Discrete Nondeterminism and Nash Equilibria for Strategy-Based Games

TL;DR

This paper introduces multi strategic games, a new formalism that combines features of sequential and simultaneous decision-making, guaranteeing the existence of discrete, non-deterministic equilibria with efficient computation and practical recommendation capabilities.

Contribution

It proposes a novel discrete and static approach using multi strategic games, extending traditional strategic and sequential graph games, with a guarantee of equilibrium existence.

Findings

Existence of discrete, non-deterministic equilibria is guaranteed.

Equilibria can be computed efficiently with polynomial complexity.

Numerical example demonstrates practical effectiveness of the approach.

Abstract

Several notions of game enjoy a Nash-like notion of equilibrium without guarantee of existence. There are different ways of weakening a definition of Nash-like equilibrium in order to guarantee the existence of a weakened equilibrium.
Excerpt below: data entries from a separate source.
PR #412, opened 2024-04-10
add digitalocean

Mic92:
untested but maybe @bbigras has already some thoughts on it.

### DIFF
--- a/docs/nixos/hardware.md
+++ b/docs/nixos/hardware.md
@@ -10,6 +10,12 @@ Hardware configuration for <https://aws.amazon.com/ec2> instances.
 
 The main difference here is that the default userdata service is replaced by cloud-init.
 
+### `nixosModules.hardware-digitalocean`
+
+Hardware configuration for <https://www.digitalocean.com/> instances.
+
+Enables cloud-init but turns of non-working dhcp.
+
 ### `nixosModules.hardware-hetzner-cloud`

Nash's approach to the problem for strategic games is probabilistic, \textit{i.e.} continuous, and static. CP and BR approaches for CP and BR games are discrete and dynamic. This paper proposes an approach that lies between those two different approaches: a discrete and static approach. multi strategic games are introduced as a formalism that is able to express both sequential and simultaneous decision-making, which promises a good modelling power. multi strategic games are a generalisation of strategic games and sequential graph games that still enjoys a Cartesian product structure, \textit{i.e.} where agent actually choose their strategies. A pre-fixed point result allows guaranteeing existence of discrete and non deterministic equilibria. On the one hand, these equilibria can be computed with polynomial (low) complexity. On the other hand, they are effective in terms of recommendation, as shown by a numerical example.